I have a 5 node cluster, with two data-only nodes, two master-eligible nodes and one client node. The client and master-eligible nodes are also my Logstash servers, as they are gargantuan servers that are underutilized when just running one instance of ES.
I'm testing this right now, but it appears that whenever my client node has ES turned on, the primary index gets randomly deleted between 5-120 minutes after it's creation, and the master node logs:
[2016-09-27 08:48:43,542][WARN ][transport ] [phys-node2] Transport response handler not found of id [38656492]
[2016-09-27 08:48:43,543][WARN ][transport ] [phys-node2] Transport response handler not found of id [38656480]
[2016-09-27 08:48:43,543][WARN ][transport ] [phys-node2] Transport response handler not found of id [38656489]
[2016-09-27 08:48:43,688][WARN ][transport ] [phys-node2] Transport response handler not found of id [38656510]
[2016-09-27 08:48:43,698][WARN ][action.bulk ] [phys-node2] unexpected error during the primary phase for action [indices:data/write/bulk[s]], request [BulkShardRequest to [filebeat-2016.09.27] containing [1] requests]
[filebeat-2016.09.27] IndexNotFoundException[no such index]
at org.elasticsearch.cluster.routing.RoutingTable.shardRoutingTable(RoutingTable.java:108)
at org.elasticsearch.action.support.replication.TransportReplicationAction$ReroutePhase.doRun(TransportReplicationAction.java:461)
at org.elasticsearch.common.util.concurrent.AbstractRunnable.run(AbstractRunnable.java:37)
at org.elasticsearch.action.support.replication.TransportReplicationAction.doExecute(TransportReplicationAction.java:131)
at org.elasticsearch.action.support.replication.TransportReplicationAction.doExecute(TransportReplicationAction.java:82)
at org.elasticsearch.action.support.TransportAction.execute(TransportAction.java:137)
at org.elasticsearch.action.support.TransportAction.execute(TransportAction.java:85)
at org.elasticsearch.action.bulk.TransportBulkAction.executeBulk(TransportBulkAction.java:309)
<!code>
And the data nodes log a similar warning;
[2016-09-27 08:48:38,820][WARN ][action.bulk ] [hyd-mon-storage01] unexpected error during the primary phase for action [indices:data/write/bulk[s]], request [BulkShardRequest to [filebeat-2016.09.27] containing [6] requests]
[filebeat-2016.09.27] IndexNotFoundException[no such index]
<!code>
While the client node did not produce any relevant logs in /var/log/elasticsearch/*.log
My ES configs:
Master-eligible nodes:
node.name: phys-node2
node.master: true
node.data: true
<!code>
Data-Only Nodes:
node.name: hyd-mon-storage01
node.master: false
node.data: true
<!code>
Client Node:
node.name: load-balance-node
node.master: false
node.data: false
<!code>
While reviewing the elasticsearch.yml for the client node, I did notice I had the setting:
node.max_local_storage_nodes: 1
<!code>
I modified node.max_local_storage_nodes to zero on the client node, as it shouldn't have any storage nodes.

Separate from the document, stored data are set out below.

PR #1459, opened 2026-06-26
15$ Per CLF Point

Arcticular1:
## About the PR

Halves the CLF point cost
## Why / Balance

Economy has been crippled in a sense compared to when this was in effect, including some price increases in vendors and etc. This addition would be good, too.

Currently the gameplay loop makes CLF makes CLF calling third parties and etc unreasonable. This would give them an edge without improving their equipment by giving them more options to choose from in their current selection.
## Requirements

**Changelog**

:cl:
- tweak: Clf now get 1 point per 15$

### DIFF
--- a/Content.Server/AU14/AnalyzerSystem.cs
+++ b/Content.Server/AU14/AnalyzerSystem.cs
@@ -21,7 +21,7 @@ public sealed partial class AnalyzerSystem : EntitySystem
     [Dependency] private PopupSystem _popupSystem = default!;
 
     private const string ClfFaction = "clf";
-    private const int CashPerPoint = 30;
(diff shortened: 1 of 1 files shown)


maertayn:
I don't play CLF, so I cannot judge how bad it is, but ideally we fix the economy issues (which you mentioned as being cripled) and not hacky fix it like this

Arcticular1:
> I don't play CLF, so I cannot judge how bad it is, but ideally we fix the economy issues (which you mentioned as being cripled) and not hacky fix it like this

Fair enough. This was just a solution to that because I don’t know what’s intended for the colony specifically.

maertayn:
real, alright we can always change the hacky fix back later.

I fired back up the problematic client node and will report back whether or not this max_local_storage_nodes was the culprit.
My Versions:
ES: 2.4.0
LS: 2.2.4
K: 4.6.1
F: 1.3.0
EDIT: after modifying node.max_local_storage_nodes I'm still seeing my filebeat index randomly get deleted, anyone have any idea how to troubleshoot? I'm not positive that my client node is the issue but I believe it is.. I'm turning this node off for the time being in order to further narrow down the issue.